# Introducing the gosduma7 Dataset

In [1]:
# Some initialization magic
%matplotlib inline

import matplotlib
import numpy as np
import matplotlib.pyplot as plt
import collections

# Let's load up the data
import json

with open("scrapyproject/results.json") as fin:
    tables = [json.loads(line) for line in fin]

In [2]:
# Here's what it looks like. 
# Each line corresponds to a tabled scraped from the Central Electoral Committee website.
# Tables are dictionaries.
tables[0].keys()

dict_keys(['area_ik_long', 'url', 'column_headers', 'area_ik', 'data_type', 'data', 'region', 'timestamp', 'row_headers', 'md5'])

In [3]:
# region contains the name of the region.
a_table = [t for t in tables if t["data_type"] == "federal"][0]
a_table["region"]

'Кабардино-Балкарская Республика'

In [4]:
# area_ik contains the number of the regional election committee (окружная избирательная коммиссия).
a_table["area_ik"]

'ОИК №14'

In [5]:
# area_ik_long is the full name of the local election committee
# for turnout data, this is the same as the committee number.
a_table["area_ik_long"]

'Кабардино-Балкарская Республика - Кабардино-Балкарский'

In [6]:
# url corresponds to the URL from which the data was scraped from
a_table["url"]

'http://www.vybory.izbirkom.ru/region/region/izbirkom?action=show&root=1000021&tvd=100100067795875&vrn=100100067795849&region=0&global=true&sub_region=0&prver=0&pronetvd=0&vibid=100100067795875&type=233'

In [7]:
# the timestamp shows the date and time that the data was scraped
a_table["timestamp"]

'2016-09-30T05:20:26.933261+00:00'

In [8]:
# md5 corresponds to the MD5 hash of the HTML that was fetched from the URL at the time of scraping
import requests
import hashlib
r = requests.get(a_table["url"])
assert hashlib.md5(r.content).hexdigest() == a_table["md5"], "MD5 mismatch, perhaps data is out of date?"

In [9]:
# data_type refers to the type of scraped data.
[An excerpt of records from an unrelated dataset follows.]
PR #4211, opened 2023-10-29
Channels sorted by last published video

iBicha:
This adds a query param to `/api/v1/auth/subscriptions`: `sorted=true`.

What it does is it sorts the channels you are subscribed to by the date of their last published video.

The reason is I want to experiment with a view of the channels (not the subscription feed, which is the videos) where the more "active" channels are showed first. but at the same time, if some channels are too active (e.g. multiple videos a day) they do not "hog" the interface, they still occupy a single cell in the screen.

It's a way to see at a glance the channels that you follow who recently published videos, and so you can decide which channels you want to explore further, but also keeping the channels that haven't published anything in years at the back of the list.


SamantazFox:
I like the idea! Can you make that `sort=last` though? That way, it can be expanded in the future, and it matches the other endpoints' behavior.

iBicha:
> I like the idea! Can you make that `sort=last` though? That way, it can be expanded in the future, and it matches the other endpoints' behavior.

Makes sense, done

iBicha:
@SamantazFox Look at this interesting visual representation https://github.com/iBicha/playlet/issues/260#issuecomment-1894143161

Channels are sorted by their last upload, and their latest videos feed are also visible on screen. But since each channel only fill a row on screen, they are all equally represented.

src/invidious/database/channels.cr
```diff
@@ -85,6 +85,25 @@ module Invidious::Database::Channels
...
+  # Select channels sorted by last published video
+  def select_sorted(ids : Array(String)) : Array(InvidiousChannel)?
+    return [] of InvidiousChannel if ids.empty?
+
+    request = <<-SQL
+      WITH max_published AS (
+        SELECT ucid, MAX(published) AS last_published
+        FROM channel_videos
+        GROUP BY ucid
+      )
```
syeopite, line 98: I'm not very familiar with SQL so please correct me if I'm wrong but doesn't this fetch every single row from the channels_videos column regardless of which channel IDs were requested? That seems inefficient

iBicha: Might be, it's been a while so I don't know what I was thinking (perhaps I looked it up and it was performant, or perhaps I thought I'll validate the idea first and optimize it after)
Either way, I think this will never merge, I'll just close the PR
Thanks for the review (and of course if this is useful in anyway please feel free to take over)

PR #4221, opened 2023-11-01
API: Fix URL for vtt subtitles

karelrooted:
for fmt=vtt to work the fmt parameter in the original caption api url need to be replaced

### DIFF
--- a/src/invidious/routes/api/v1/videos.cr
+++ b/src/invidious/routes/api/v1/videos.cr
@@ -136,7 +136,11 @@ module Invidious::Routes::API::V1::Videos
           end
         end
       else
-        webvtt = YT_POOL.client &.get("#{url}&fmt=vtt").body
+        uri = URI.parse(url)
+        query_params = uri.query_params
+        query_params["fmt"] = "vtt"
+        uri.query_params = query_params
+        webvtt = YT_POOL.client &.get(uri.request_target).body
 
         if webvtt.starts_with?("<?xml")
           webvtt = caption.timedtext_to_vtt(webvtt)


absidue:
In all the API responses I've seen, YouTube doesn't include the `fmt` value by default.

As I'm guessing there is a reason why you opened this pull request, it's probably better to change this to proper query parameter handling, instead of a find and replace that won't always work.

karelrooted:
> In all the API responses I've seen, YouTube doesn't include the `fmt` value by default.
> 
> As I'm guessing there is a reason why you opened this pull request, it's probably better to change this to proper query parameter handling, instead of a find and replace that won't always work.

the YoutubeAPI::ClientType::Android client request response with fmt=srv3,  I didn't dig deep into the code, but from the request recorded by the mitm proxy , there is two request for the videoid info, the second android one has fmt=srv3 and the  second one is being used

I will change the code to  handle query parameter properly later

src/invidious/routes/api/v1/videos.cr
```diff
@@ -136,7 +136,11 @@ module Invidious::Routes::API::V1::Videos
           end
         end
       else
-        webvtt = YT_POOL.client &.get("#{url}&fmt=vtt").body
+        uri = URI.parse("#{url}")
```
SamantazFox, line 139: You don't need to use string extrapolation here!

```suggestion
        uri = URI.parse(url)
```

SamantazFox (changes requested):

src/invidious/routes/api/v1/videos.cr
karelrooted: fixed, the commits is squashed

SamantazFox (approved):
Code looks good! If you could provide an example case where this code is required (= the relevant sample JSON response) that'd be perfect!

karelrooted:
> Code looks good! If you could provide an example case where this code is required (= the relevant sample JSON response) that'd be perfect



> Code looks good! If you could provide an example case where this code is required (= the relevant sample JSON response) that'd be perfect!

fix in the commit subject might not be correctly word, invidious api always return corrent vtt subtitle (the xml fallback check code is working), I have a local branch with bilingual  subtitle support , when merging with newest upstream main branch , found the problem , so submit the PR

as json example , the following curl request shows append fmt=vtt to a already exist fmt=srv3 url did not work

append example (fmt=srv3&fmt=vtt , return xml)
```bash
curl 'https://www.youtube.com/api/timedtext?v=isY5MCWPi_0&ei=PW1UZb6tGNXM2roPxd2r2A4&opi=112496729&xoaf=5&hl=en&ip=0.0.0.0&ipbits=0&expire=1700057005&sparams=ip,ipbits,expire,v,ei,opi,xoaf&signature=EB364571027A63836BB97ABE4EF93C73790B56F3.2B2D8D9E9143255F38CF415CBA9960AB619DED87&key=yt8&lang=en-US&fmt=srv3&tlang=&fmt=vtt' -H 'Host: www.youtube.com' -H 'User-Agent: Crystal' -H 'Accept-Encoding: gzip, deflate' -H 'Accept-Charset: ISO-8859-1,utf-8;q=0.7,*;q=0.7' -H 'Accept: text/html,application/xhtml+xml,application/xml;q=0.9,*/*;q=0.8' -H 'Accept-Language: en-us,en;q=0.5' -H 'Cookie: ; CONSENT=PENDING+125' --compressed
```

replace example (fmt=vtt , return vtt)
```bash
curl 'https://www.youtube.com/api/timedtext?v=isY5MCWPi_0&ei=PW1UZb6tGNXM2roPxd2r2A4&opi=112496729&xoaf=5&hl=en&ip=0.0.0.0&ipbits=0&expire=1700057005&sparams=ip,ipbits,expire,v,ei,opi,xoaf&signature=EB364571027A63836BB97ABE4EF93C73790B56F3.2B2D8D9E9143255F38CF415CBA9960AB619DED87&key=yt8&lang=en-US&fmt=vtt&tlang=' -H 'Host: www.youtube.com' -H 'User-Agent: Crystal' -H 'Accept-Encoding: gzip, deflate' -H 'Accept-Charset: ISO-8859-1,utf-8;q=0.7,*;q=0.7' -H 'Accept: text/html,application/xhtml+xml,application/xml;q=0.9,*/*;q=0.8' -H 'Accept-Language: en-us,en;q=0.5' -H 'Cookie: ; CONSENT=PENDING+125' --compressed
```

SamantazFox:
Thanks for contributing to invidious :)

PR #4222, opened 2023-11-01
Private Invidious

### LINKED ISSUE #446: private invidious?

rix1337:
I want to see the feature go live, so I created this PR based on https://github.com/iv-org/invidious/issues/446#issuecomment-1342296218
* Update config.cr
* Update before_all.cr

This should resolve / fix #446


unixfox:
Thank you but there is already a pending PR for that: https://github.com/iv-org/invidious/pull/3728 and with the same code but improved.

PR #9529, opened 2017-10-16
[TIMOB-25393](6_3_X) Handle rpath search paths as string

janvennemann:
6_3_X backport of #9528


cb1kenobi (approved):
CR'd. Looks good to me. **APPROVED**

PR #9532, opened 2017-10-17
Fix format on UI.yml

ewanharris:
lint stage of build was broke because of this


ewanharris:
Passes linting now, merging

There are three types:
#  * federal - data for the federal election
#  * single - data for the single-mandate elections
#  * turnout - turnout data at different points in time
#  * federal_uik - data for the federal election, with individual polling station data
#  * federal_uik - turnout_data at different points in time, with individual polling station data
# In case you're wondering, UIK refers to участковая избирательная комиссия, or polling station.
set(table["data_type"] for table in tables)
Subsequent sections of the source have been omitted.